What is the market for wildlife?
With [the polling firm] IBOPE, we recently did a survey that shows 30% of Brazilians now own or have owned wild animals. That comes to 60 million people—an enormous market. People think it is normal to have a wild animal inside the home. This is a habit we’re trying to change. The fashion industry uses feathers, claws, bones, and skins. Indigenous crafts are often exported illegally. Some Indian tribes live from traditional products now made
on an industrial scale. Butterfly wings are sent to China to adorn toilet seats. Popular medicine uses animal parts: the fat of the boa constrictor for rheumatism; the vagina or penis of the dolphin to attract women; the eye of the manatee to bring good luck. We estimate 60% of the illegal trade is for domestic consumption and 40% for the international market.
How are animals smuggled abroad?
Animal traffickers are just as creative as drug traffickers. They wrap snakes around their bodies; they put them in women’s hose stockings, tie the ends together and wrap them around their waists or legs. Reptiles are often sent through the mail in boxes. Bird eggs are carried in vests. PVC tubes are commonly used; traffickers punch air holes in the plastic, drug the animal, put it inside and pack the tubes in a suitcase.

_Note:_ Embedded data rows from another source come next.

PR #670, opened 2026-07-23
Loader: run validate before resize + env-configurable build_indexes parallelism

hhkarimi:
Two bundled loader improvements (both future-build; no effect until deployed).

## 1. Run `validate` before `resize`
`resize` flips the writer down to the small serving instance (dev `db.t4g.medium`), and `validate` then runs heavy per-state `count`/`GROUP BY` over ~227M rows on 2 vCPU — very slow (observed ~60 min, I/O-bound, no post-load VACUUM so no index-only scans). Reordering to `build_indexes >> validate >> resize` runs validate on the `r8g.48xlarge` index instance that's already scaled up — fast, parallel — then `resize` is the clean final step.

`validate` only checks row counts + schema/index structure, none of which change across `resize`, so correctness is identical either order.

**Safety fix:** `scale_down_on_failure` (trigger_rule=one_failed) now includes **`validate`** in its upstreams. With validate running before resize on the big `r8g.48xlarge` instance, a validate failure must flip the writer to `db.serverless` — otherwise it strands the expensive instance (exactly the cost bleed we hit manually).

## 2. `LOADER_INDEX_PARALLELISM` env knob
`build_indexes` runs 128 concurrent builders over one shared bastion tunnel (128 channels), which is fragile against the bastion sshd's session limits. This adds a `LOADER_INDEX_PARALLELISM` env override (default **128 = current behavior when unset**); the CLI `--parallelism` flag still overrides. Lets us dial concurrency down per-deployment (e.g., dev) without a code change if the bastion is constrained.

## 3. Minor
- Light post-resize `SELECT 1` connectivity smoke check (resize is now the final step) — confirms the resized/rebooted writer is queryable; not the heavy counts.
- Docs (`people_api_loader.md`): step order, scale_down note, `LOADER_INDEX_PARALLELISM`.
- Cache-bust bump.

## Tests
people-api-loader: 316 passed / 4 skipped + integration 4 passed; ruff/format/ty clean. airflow: 82 passed / 2 skipped — updated the pre-existing DAG-order tests (`test_load_people_api_sequence`, `test_load_people_api_scale_down_on_failure`) to the new graph, asserting validate-before-resize and validate in the scale_down upstreams.

### DIFF
--- a/airflow/astro/dags/load_people_api.py
+++ b/airflow/astro/dags/load_people_api.py
@@ -117,27 +117,35 @@ def load_people_api():
     create_schema = _step("create_schema", "create-schema")
     copy = _step("copy", "copy", extra_args=f"--parallelism {_COPY_PARALLELISM}")
     build_indexes = _step("build_indexes", "build-indexes")
-    resize = _step("resize", "resize")
     validate = _step("validate", "validate")
+    resize = _step("resize", "resize")
     # Cost guard: a failed/aborted run after provision strands whatever writer instance class was
-    # in effect (up to db.r8g.48xlarge post build_indexes) because `resize` never runs. Fires
-    # (trigger_rule=one_failed) if any resource-creating task fails, flipping the stranded writer to
-    # db.serverless WITHOUT resize's serve lockdown (no param-group swap, backup retention,
-    # deletion protection, or reboot) so the cluster + loaded data stay around for a resumed retry
-    # or forensics. Skipped when the run succeeds (resize already made the writer serverless).
+    # in effect (up to db.r8g.48xlarge post build_indexes, the same box validate now runs its heavy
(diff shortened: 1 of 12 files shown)


hhkarimi:
delegate review

Addressed the blocker: `build_indexes` parallelism < 1 (bad `LOADER_INDEX_PARALLELISM` or an explicit `--parallelism 0`) is now clamped to at least 1, so it can't spawn zero builders, silently skip every index, and still write a "complete" manifest. Guard added at two layers — `LoaderConfig.from_env()` (env path) and `build_indexes.run()` (covers the CLI `--parallelism` and programmatic paths the finding noted were unguarded) — plus a parametrized config test for 0 and negative values.

PR #676, opened 2026-07-23
Loader: VACUUM (ANALYZE) after build_indexes instead of plain ANALYZE

hhkarimi:
## Why
`build_indexes` runs a plain `ANALYZE public."<table>"` per table. On a freshly bulk-loaded table the **visibility map** is empty, so `count(*)` and index-only scans fall back to full heap scans — which is why `validate` crawls on the small serving instance and why serving-side broad-filter counts are slow.

`ANALYZE` only refreshes planner stats; **`VACUUM` sets the visibility map** (enabling index-only scans). `VACUUM (ANALYZE)` does both in one pass, so it fully subsumes the current `ANALYZE`.

## What
- `build_indexes`: `_analyze` → `_vacuum_analyze`, running `VACUUM (ANALYZE) public."<table>"` per table, in the same spot (after that table's indexes, on the `r8g.48xlarge` index instance, before `resize`) so the one-time full scan is paid on the fast box.
- `VACUUM` requires autocommit (can't run in a transaction block); `connect_new` defaults `autocommit=True`, which this relies on — documented in the helper's docstring and now **DB-verified** by an integration test that drives `_vacuum_analyze` against real Postgres under autocommit.
- Docs (`people_api_loader.md`) updated; cache-bust bump.

## Tradeoff
`VACUUM (ANALYZE)` full-scans each table (vs `ANALYZE`'s sample), adding wall-clock to `build_indexes` — a one-time build cost on the big instance instead of paying full heap scans on every serving-side count forever.

## Tests
people-api-loader: 318 passed / 5 skipped + integration 5 passed (incl. the new `VACUUM (ANALYZE)`-against-real-PG test); ruff/format/ty clean.

### DIFF
--- a/airflow/astro/docs/people_api_loader.md
+++ b/airflow/astro/docs/people_api_loader.md
@@ -55,7 +55,7 @@ structure — none of which change across `resize` — so correctness is identic
 | `provision` | Create a fresh Aurora cluster + writer on the **copy-phase** instance class, empty cluster parameter groups, connection string to SSM. Reuses the shared S3 gateway VPC endpoint. |
 | `create_schema` | Apply CREATE TABLE statements from the committed snapshot for all four tables: `Voter` and `DistrictVoter` (partitioned by State with per-state LIST children) and `District` and `DistrictStats` (flat). |
 | `copy` | Parallel server-side `aws_s3.table_import_from_s3`: for partitioned tables (Voter, DistrictVoter), per-state per-file copy with rows routed to partitions by `"State"`; for flat tables (District, DistrictStats), whole-table copy. Idempotent per state/table (count / DELETE + reload). |
-| `build_indexes` | Scale the writer up to the **index-phase** class, then add primary keys and indexes for all four tables: for partitioned tables (Voter, DistrictVoter) build per-partition indexes and attach to parent; for flat tables (District, DistrictStats) build parent-level indexes. Then `ANALYZE` all tables. Concurrent-builder count defaults to `LOADER_INDEX_PARALLELISM` (else 128). See below. |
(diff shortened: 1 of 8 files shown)


hhkarimi:
delegate review

Fixed: added `DROP TABLE IF EXISTS public."VacTgt" CASCADE` before the CREATE, matching the pattern the other integration tests use — so a second run against a persistent `LOADER_TEST_PG_DSN` DB won't collide. Verified by running the test twice consecutively (both pass).

hhkarimi:
Added a second fix to this PR, from the first refresh's `validate` results: `schema_diff_clean:Voter` was failing because `hf_most_important_policy_item` (the mart column this whole refresh adds) is absent from the swain prod baseline and wasn't in the schema-diff allowlist. Added it to `LOADER_ADDED_COLUMNS["Voter"]` (broadened the comment to cover both loader-created columns like `geom` and newly-projected mart columns ahead of the baseline), with a matching `_check_schema_diff` test. So the next build's schema-diff goes green; the VACUUM (ANALYZE) change in this PR addresses the slow-count side (which is the likely cause of the other failing check, `sample_queries_pass`).

hhkarimi:
delegate review

hhkarimi:
delegate review

Fixed the tautology. The VACUUM test now spies on `connect_new` and asserts `_vacuum_analyze` never passes `autocommit=False` (captured kwargs), on top of executing VACUUM (ANALYZE) against the real autocommit `pg_conn`. And to cover the gap you flagged (no test pinned `connect_new`'s default), added `test_connect_new_defaults_to_autocommit` asserting its `autocommit` default is `True` via signature introspection — so a silent flip to `False` fails a unit test. 320 pass, lint/ty clean.

PR #680, opened 2026-07-23
[DATA-2144] quality_bench: gold-run answer key q06 (serve-win overlap)

datawithtristan:
## What
Adds the graded answer key for gold-run holdout **q06** (Serve/Win overlap) to `analytics/diagnostics/quality_bench/keys/`. One file; no runtime code touched (keys are grader-side only and stripped from run worktrees).

## Numbers (as of 2026-06-30, verified by direct SQL)
| metric | value | tol |
|---|---|---|
| serve_users_with_win_candidacy | 1833 | 0.5% |
| pct_serve_users_with_win | 99.7 | 0.4% |
| pct_win_users_who_are_serve | 3.08 | 5.0% |

Population: Serve = `users_serve_base.is_serve_user` + `eo_activated_at < 2026-07-01`; Win = distinct `user_id` in `users_win_candidacy` (`is_latest_version AND NOT is_demo`) + `user_created_at < 2026-07-01`; internal `@goodparty.org` excluded on both sides; person-grain intersection on product `user_id`.

## Key design
- **Count is the discriminator.** The 0.5% tolerance fails the internal-filter fork (1858), the stale doc figure (1860), and skip-both (1867); both percentages are near-invariant across forks, so those forks are guarded by `required_resolutions` + judge, not the numbers.
- **Doc-figure trap.** The serve-knowledge doc states "1,860 of 1,869 ... verified 2026-07-14"; this run computed the overlap directly and reconciled (current-state 1,867/1,876, +7/+7 over the 9-day gap) rather than accepting it.
- severity1 tripwires cover inversion and low-serve-overlap; deliberately none on the doc figure or the independent-recruitment over-claim, since those share vocabulary with required correct prose (the judge grades them).
- Reviewed by both pipeline reviewers; one narrative fix applied (the residual-recency claim was corrected: 1 of 5 unattached Serve users is in the newest month, N too small to detect skew).

---

> [!NOTE]
> **Low Risk**
> Benchmark grading metadata only; no production paths, auth, or data pipelines are modified.
> 
> **Overview**
> Adds **`q06_serve_overlap_key.yaml`** for the quality_bench gold-run holdout on Serve/Win user overlap as of June 30, 2026. Grader-only configuration; no application or harness code changes.
> 
> The key pins three metrics (**1833** overlap count at **0.5%** tolerance, **99.7%** / **3.08%** percentages with wider bands) and documents why the **count** is the main discriminator against common forks (skipping internal filters, stale doc **~1,860**, wrong denominators). It locks **`required_resolutions`**, **`mandatory_sources`** (`users_serve_base`, `users_win_candidacy`, as-of anchors), **`severity1_patterns`** for gross metric inversions, and an **`intent_card`**—with explicit notes on decay/re-baseline and why some traps are left to the judge instead of regex.
> 
> <sup>Reviewed by [Cursor Bugbot](https://cursor.com/bugbot) for commit 2308104b4f5b2b5dc95e2259a9d9c9f878f5b31a. Configure [here](https://www.cursor.com/dashboard/bugbot).</sup>

### DIFF
--- a/analytics/diagnostics/quality_bench/keys/q06_serve_overlap_key.yaml
+++ b/analytics/diagnostics/quality_bench/keys/q06_serve_overlap_key.yaml
@@ -1,0 +1,102 @@
+id: q06_serve_overlap
+as_of: "2026-07-23"
+numbers:
+  # DISCRIMINATOR = the count. The two percentages are near-invariant across every
+  # legitimate fork (pct_serve 99.5-99.7; pct_win 3.0-3.1), so they confirm shape but
+  # cannot guard scoping — the count does. Near-miss ladder (verified 2026-07-23,
+  # ladder2.py): MAIN (as-of + internal-excluded) = 1833; skip internal filter = 1858
+  # (+1.36%); skip as-of cut = 1840 (+0.38%); skip both = 1867 (+1.85%); stale doc
+  # figure serve-analytics-knowledge/sources.md = 1860 (+1.47%); conflating the Serve
+  # population (1838) for the overlap = +0.27%.
+  # TOLERANCE 0.5% (+-9 users, 1824-1842): fails the internal-filter fork (1858), the
+  # stale doc figure (1860), and skip-both (1867) — the answers this question exists to
+  # catch. Deliberately does NOT numerically catch the as-of-skip (1840) or the
+  # population-conflation (1838); both are guarded by required_resolutions + judge, not
+  # the number (they are <0.4% away and a tolerance that caught them would fail on
+  # ordinary mart drift).
+  # DECAY NOTE: as-of-bounded but built on current-state flags (is_serve_user, is_demo,
+  # is_latest_version) applied to historical timestamps, so a correct re-run can only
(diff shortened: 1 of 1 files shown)


datawithtristan:
Both blockers addressed in 027032d:

1. **pct_serve ceiling false-pass** — tightened `tolerance_pct` 0.4 → 0.3. Confirmed against `grading.py` (`check_numbers` uses a raw relative diff, no percentage clamp), so 0.4% (upper 100.10) would have passed a run reporting exactly 100.0 and rounding away the 5-user residual the intent_card calls out. At 0.3% the window is [99.40, 100.00): 100.0 fails (diff 0.30%) while every legit fork value (99.52–99.73) still passes.

2. **as-of source check too weak** — anchored `win_asof_anchor` to the July-1 boundary token adjacent to the column, per the suggestion. Extended the same fix to `serve_asof_anchor`, which had the identical weakness (`check_sources` is a full-transcript IGNORECASE search; both timestamp columns appear in essentially every transcript regardless of whether an as-of cut was applied). Verified the new patterns fire on a real filter expression and stay silent on a bare column mention.

delegate review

Could legal breeding and sale of wildlife help?
Legal, commercial breeding of wildlife is far from being considered a viable solution. First, because the prices for legally sold animals are very high. That restricts access to these animals to the very rich. People of more humble means will continue to buy animals on the black market. The second reason is that the Brazilian government has difficulty overseeing this activity.
What have your main victories been?
The IBOPE poll showed that while 30% of the population says it now has or has had wild animals as pets, 70% says it never would. A large majority of Brazilians know about the traffic and know it is a crime. Animal trafficking is on everyone’s agenda. The government has a campaign. The federal police created a special environmental crimes division, and its first campaign was against wildlife trafficking. NGOs are increasingly active. Private enterprise is supporting the effort.
What sorts of threats have you received?
People aimed guns at my face. Armed people have tried to invade my home. Many phone calls. One time I had to hide in an airport bathroom because I was being pursued by armed people. Sometimes you feel like giving up, but you get over it. The more threats we receive, the more we know we’re getting to them. Police officers told us the best thing to do is show your face. Don’t hide. Go on television. Get into the media. That makes it harder for the trafficker because he’ll fear repercussions.
We’re launching a South American network, and we’re looking for partners in Central America, too. The trafficker doesn’t respect national borders, so the battle has to cross borders. We have to create a huge network. We organized a meeting in Brasília of all the heads of all the offices of Interpol in South America and the secretary general from Leon, France, to discuss the traffic in wild animals. We want the South American network to work with Interpol.